> [EXERCISE]: Whenever a line below holds the word "first", count it; please give only the final number.

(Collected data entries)
____
PR #7377, opened 2024-12-24
Change Materialization for Tokens Events

AIDataMaster:

### Description:

We are facing **HTTP error rate limits on Dune** when querying `markets_data` and `erc20` models because the tokens models are materialized as `views`. This causes **repetitive API requests** for every query. To resolve this, we propose switching from `view` materialization to `table` materialization.

---


0xRobin:
@AIDataMaster seems like the queries are very lightweight though and only require 1 http_get call per request, so that should be fine?
Can you share more details on the queries that are failing?

AIDataMaster:
> @AIDataMaster seems like the queries are very lightweight though and only require 1 http_get call per request, so that should be fine? Can you share more details on the queries that are failing?

https://dune.com/queries/4499052
Error: Your query issued too many HTTP requests [Execution ID: 01JGBN443FXE2MRKGCH2H5ECXA].

PR #7391, opened 2024-12-27
DUX-823 Prices v2 rework

0xRobin:

### Description:

- new upstream models for the sqlmesh prices pipeline.

Goal is to:
- simplify the lineage and bring the vwap calculation into spellbook
- have only one model flowing into sqlmesh (that has sparse minute price data)

This should resolve any duplicates we're currently having and will allow us to switch tokens from different sources without having temporary gaps or duplicates.

Also resolves DUX-702 while we're at it. 

---


dbt_subprojects/tokens/models/prices_v2/minute/prices_v2_dex_minute_raw.sql
```diff
@@ -0,0 +1,65 @@
...
+    AND {{ incremental_predicate('d.block_time') }}
+    {% endif %}
+)
+
+
+SELECT
+    blockchain,
+    contract_address,
+    date_trunc('minute',timestamp) as timestamp,
+    sum(price*volume)/sum(volume) as price, -- vwap
```
aalan3, line 60: VWAP price is defined in the following way, we can do a follow up on this if it's complicated to implement.
```
VWAP = (Typical Price * Volume) / Volume
Calculating the typical price from the session's first candle, with the formula (High + Low + Close) / 3
```

dbt_subprojects/tokens/models/prices_v2/prices_v2_latest.sql
```diff
@@ -0,0 +1,23 @@
+{{ config(
+        schema='prices_v2',
+        alias = 'latest',
```
aalan3, line 3: Why is this model needed?

dbt_subprojects/tokens/models/prices_v2/minute/prices_v2_dex_minute.sql
```diff
@@ -0,0 +1,11 @@
...
+    schema='prices_v2'
+    , alias = 'dex_minute'
+    , materialized = 'view'
+    )
+}}
+
+SELECT
+*
+FROM {{ ref('prices_v2_dex_minute_raw') }}
+INNER JOIN {{ ref('prices_v2_dex_filter') }} using (blockchain, contract_address)
```
aalan3, line 11: Can't we do this filtering below in `prices_v2_dex_minute_raw` directly instead?

aalan3 (approved):
Had a few comments but lgtm.

dbt_subprojects/tokens/models/prices_v2/minute/prices_v2_dex_minute.sql
0xRobin: opted to keep `prices_v2_dex_minute_raw` a clean union model

dbt_subprojects/tokens/models/prices_v2/minute/prices_v2_dex_minute_raw.sql
0xRobin: that calc with typical price is only needed if you have volume stats for a price range (candle), with our data we have volume per individual price point (trade) so we can be more accurate and do it as it's currently implemented. 

Unless I'm missing something?

dbt_subprojects/tokens/models/prices_v2/prices_v2_latest.sql
0xRobin: It's not needed for the sqlmesh side, just thought it would be cheaper do do it directly on the sparse dataset then later on the filled one.

dbt_subprojects/tokens/models/prices_v2/minute/prices_v2_dex_minute_raw.sql
aalan3: hmm yeah you are probably right. let's keep it like this then.

jeff-dude:
is the intention of this PR to remove the need for `dex_prices_block` altogether? hypothetical steps:
- merge this PR, build tables in prod
- update prices pipeline to use new output from here, simplify logic in pipeline downstream
- remove `dex_prices_block` from spellbook

if that is the case, where is the logic here for obtaining median price per token per block? did we decide to do away with that logic (that could change results a lot and require more testing)? we would need to perform this calculation prior to the vwap calculation.
https://github.com/duneanalytics/spellbook/blob/main/dbt_subprojects/dex/models/prices/dex_prices_block.sql#L169-L190

0xRobin:
> is the intention of this PR to remove the need for `dex_prices_block` altogether?

That's indeed the end goal.
With the thought also being that we need to do this in parallel to the current running setup to not disturb that.

Do you know why we needed the median block price before doing the vwap?
I don't think median block with weighted average minute on top makes a ton of sense, but I might be missing something.

Is it outliers in dex.trades, where we don't want them to influence the vwap price?
Maybe just doing the median aggregation on the minute level is a good approach to get the same result.

0xRobin:
Ran some tests, and results look good.
We can safely change to a minute base median methodology instead of block median + minute vwap. 
image

PR #7394, opened 2024-12-27
Initiate corn in spellbook

Hosuke:
Initiate corn in spellbook


Hosuke:
Trusted tokens on corn is not very clear at the moment:
https://cornscan.io/tokens

dbt_subprojects/tokens/models/prices/corn/prices_corn_tokens.sql
```diff
@@ -0,0 +1,25 @@
...
+SELECT
+    token_id
+    , '{{ blockchain }}' as blockchain
+    , symbol
+    , contract_address
+    , decimals
+FROM
+(
+    VALUES
+    ('wbtc-wrapped-bitcoin', 'wBTCN', 0xda5ddd7270381a7c2717ad10d1c0ecb19e3cdfb2, 18)
```
Hosuke, line 21: Should I use wbtc price feed for wBTCN?
https://cornscan.io/token/0xda5dDd7270381A7C2717aD10D1c0ecB19e3CDFb2?chainid=21000000

dbt_subprojects/daily_spellbook/models/evms/evms_info.sql
```diff
@@ -95,4 +96,5 @@ FROM (
         , (2020, 'ronin', 'Ronin', 'Layer 1', null, 'RON', 0xe514d9deb7966c8be0ca922de8a064264ea6bcd4, 'https://app.roninchain.com/', timestamp '2021-01-25 10:49', NULL, NULL, NULL, true)
         , (14, 'flare', 'Flare', 'Layer 1', NULL, 'FLR', NULL, 'https://flare-explorer.flare.network/', timestamp '2022-07-13 15:32', NULL, NULL, NULL, true)
         , (88, 'viction', 'Viction', 'Layer 1', NULL, 'VIC', 0xC054751BdBD24Ae713BA3Dc9Bd9434aBe2abc1ce, 'https://vicscan.xyz/', timestamp '2018-12-14 07:50:20', NULL, NULL, NULL, true)
+        , (21000000, 'corn', 'Corn', 'Layer 1', NULL, 'BTCN', NULL, 'https://cornscan.io/', timestamp '2024-11-19 10:29:11', NULL, NULL, NULL, false)
```
jeff-dude, line 99:
```suggestion
        , (21000000, 'corn', 'Corn', 'Layer 1', NULL, 'BTCN', NULL, 'https://cornscan.io/', timestamp '2024-11-19 10:29:11', NULL, NULL, NULL, true)
```

jeff-dude: think we're safe to say `true` now, right?

dbt_subprojects/tokens/models/prices/corn/prices_corn_tokens.sql
jeff-dude: good question, let me ask 🤔

jeff-dude:
> Trusted tokens on corn is not very clear at the moment: https://cornscan.io/tokens
> 
> Using this query to initiate: https://dune.com/queries/4514448

this is a fine approach for now, it seems clear the pattern is to add this way initially & then revisit to add/modify based on adding DEXs and seeing top pools / swapped tokens.

dbt_subprojects/tokens/models/prices/corn/prices_corn_tokens.sql
jeff-dude: okay, we should be good to use bitcoin pricing for this. here is answer from corn team:

> As per BTCN's pricing, it is designed to be pegged to the price of BTC indeed. It accomplishes this by introducing 1:1 backing to wBTC and cbBTC (both tightly pegged to BTC) and, hence, efficient arbitraging. BTCN's liquidity is starting to build up on Corn and hasn't met the standards for price trackers and Oracles. For this reason, assuming a 1:1 peg to BTC should be accurate enough for analytics/visualization purposes. Eventually, as it gets listed by Oracles and trackers, we should switch to its true market value.

jeff-dude (approved):

PR #7405, opened 2024-12-31
add dflow to dex_solana.trades

smyyguy:
add dflow to dex_solana.trades


jeff-dude:
i believe you're hitting a memory error on the cross-project base trades spell, due to large data sizes on each. can you try to hardcode a short timeframe in that spell, to see if we can get it to run on subset of the data as expected?

smyyguy:
> e

hmm not really sure why that didnt take if that was the issue

jeff-dude:
> hmm not really sure why that didnt take if that was the issue

we need to put `timestamp` in front of hardcoded date/times, it's a dunesql syntax requirement

jeff-dude:
closing due to inactivity

PR #7412, opened 2025-01-03
flokibot bnb: exclude due to long running incremental

jeff-dude:
fyi @whalehunting 
the bnb model is blowing up our DEX job in prod, running >1 hour, much longer than any other model in the job. plz see below for reference. we should look into what could be causing this and fix prior to re-enabling in prod.
image


jeff-dude:
update: i see now that @0xRobin has reached out to you already. i will close this for now, but we should look for the fix asap 🙏

PR #7415, opened 2025-01-03
saddle finance optimism: exclude troubled model

jeff-dude:
fyi @Hosuke @PatelPrinci 
looks like the mappings here are incorrect, where decimal assignment of USDC / DAI are getting mixed up (6 vs 18), leading to incorrect `amount_usd` calculations downstream. are we sure `0` shouldn't be `usdc`, and dai as `1`?

here is sample tx / event index where you can see raw amounts (smaller value should likely be USDC)
https://optimistic.etherscan.io/tx/0x97d9bbde821ad796da5f70cd02195e0b3be1468ee5ebda5c5e7418a02c58984c#eventlog#38

### DIFF
--- a/dbt_subprojects/dex/models/trades/optimism/dex_optimism_base_trades.sql
+++ b/dbt_subprojects/dex/models/trades/optimism/dex_optimism_base_trades.sql
@@ -5,6 +5,8 @@
     )
 }}
 
+--exclude, until resolved at model level: , ref('saddle_finance_optimism_base_trades')
+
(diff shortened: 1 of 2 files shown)


Hosuke:
Oops...Sorry.

jeff-dude:
@Hosuke can you attempt to modify saddle finance model, then open PR to see it run via CI along with modified change at `dex.trades` level, so we can see `amount_usd` applied and test the data output?

PR #7425, opened 2025-01-06
Test saddle finance

Hosuke:


Hosuke:
Hi @jeff-dude 

Sorry, I think I canont simply used soldId/boughtId token mappings for this swap.
The tokens are linked to the transfer events in the tx before the swap.

Original wrong trades:
https://dune.com/queries/4529272

After updated mapping wrong trades:
https://dune.com/queries/4529336

So the mapping should be dynamic.

jeff-dude:
thanks for digging in deeper and following up!

i think we can feel comfortable with this output. i've also noticed, the DEX may no longer be running 🤔 
image

most recent block_time: `2023-08-14`

all good though, we'll at least have the history

PR #7443, opened 2025-01-09
BebopJam new contract address

B1boid:
Added new contract address for BebopJam
Pretty straightforward change, since the format of data is the same


Hosuke (approved):
LGTM.✅
Thank you @B1boid

jeff-dude (approved):

PR #7462, opened 2025-01-14
Fix bebop bug

B1boid:
Added sanity check to exclude empty arrays, mentioned in https://github.com/duneanalytics/spellbook/pull/7456#issue-2783654743 and returned model back to prod


jeff-dude (approved):
thank you, will look to re-enable with this filter applied 🙏

PR #7470, opened 2025-01-15
Delete duped icecream swap

Hosuke:


dbt_subprojects/dex/models/dex_info.sql
```diff
@@ -200,5 +200,4 @@ FROM (VALUES
     , ('gravity_finance', 'GravityFinance', 'Direct', 'Gravity_Finance')
     , ('fluid', 'Fluid DEX', 'Direct', '0xfluid')
     , ('beets', 'Beets DEX', 'Direct', 'beets_fi')
-    , ('icecreamswap', 'IceCreamSwap', 'Direct', 'icecream_swap')
```
Hosuke, line 203: Same line existed at L163.
https://github.com/duneanalytics/spellbook/blob/e0171bde2115e100d78749dc3c2a435294eff0a4/dbt_subprojects/dex/models/dex_info.sql#L163

jeff-dude:
good catch -- should we also include a test in this PR to ensure that first column is unique?

Hosuke:
> good catch -- should we also include a test in this PR to ensure that first column is unique?

We already have the test, but CI did not finish last time:
https://github.com/duneanalytics/spellbook/blob/Hosuke-patch-1/dbt_subprojects/dex/models/_schema.yml#L13

PR #7475, opened 2025-01-16
[easy] add erc20 tokens in tokens_sonic_erc20.sql

0xroll:

### Description:

[...]

---


0xroll:
quick question, i have a bigger list (~5k tokens). is it okay to push those into the table as well? they are retrieved with eth_calls

dbt_subprojects/tokens/models/tokens/sonic/tokens_sonic_erc20.sql
```diff
@@ -38,4 +38,9 @@ FROM (VALUES
     , (0xddf26b42c1d903de8962d3f79a74a501420d5f19, 'EQUAL', 18)
     , (0x313636D4f23859142b523a7965B76F6e3965Af64, 'SonicSwap', 18)
     , (0x4eec869d847a6d13b0f6d1733c5dec0d1e741b4f, 'INDI', 18)
+    , (0x4D85bA8c3918359c78Ed09581E5bc7578ba932ba, 'stkscUSD', 6)
+    , (0x455d5f11Fea33A8fa9D3e285930b478B6bF85265, 'stkscETH', 18)
+    , (0x541FD749419CA806a8bc7da8ac23D346f2dF8B77, 'SolvBTC', 18)
+    , (0xCC0966D8418d412c599A6421b760a847eB169A8c, 'solvBTC.bbn', 18)
+    , (0x0000000000000000000000000000000000000000, 'S', 18)
```
jeff-dude, line 45: i'm realizing we don't add the native token to many other chains (if any?) -- i'm curious your specific use case here, and why it would differ than all other EVM chains. i wonder if the metadata to tie to native token is just handled at query level for other chains 🤔

jeff-dude:
> quick question, i have a bigger list (~5k tokens). is it okay to push those into the table as well? they are retrieved with eth_calls

ideally we avoid bulk entries like this, as we read from an automated source for erc20 metadata now. these files remained in place just to handle long-tail tokens not covered in automated source. can you explain why there would be such a large batch missing in the automated source, are they unique token standards (or still erc20)?

dbt_subprojects/tokens/models/tokens/sonic/tokens_sonic_erc20.sql
0xroll: i think should be fine removing it. have pushed to remove that

0xroll:
> > quick question, i have a bigger list (~5k tokens). is it okay to push those into the table as well? they are retrieved with eth_calls
> 
> ideally we avoid bulk entries like this, as we read from an automated source for erc20 metadata now. these files remained in place just to handle long-tail tokens not covered in automated source. can you explain why there would be such a large batch missing in the automated source, are they unique token standards (or still erc20)?
> 
> edit: 4k+ tokens found here, which feed into `tokens.erc`
> 
> ```
> select *
> from dune.definedfi.dataset_tokens
> where networkid = 146
> limit 10000
> ```

oh i see! then i think it should be okay then. i was mainly looking at the tokens in this file

jeff-dude (approved):

PR #9828, opened 2026-06-25
fix(solana): use block_time lineage for dex microbatches

0xRobin:
Updates remaining Solana DEX microbatch lineage inputs to use block_time event-time metadata instead of manual batch window filters. This removes the leftover Pumpswap and Orca Whirlpool SQL workarounds and switches tokens_solana.transfers source lineage from block_date to block_time for CUR2-1597.


jeff-dude (approved):
safe to deploy with override to skip modified ✅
____
> [ANSWER FOR THE TASK]: 3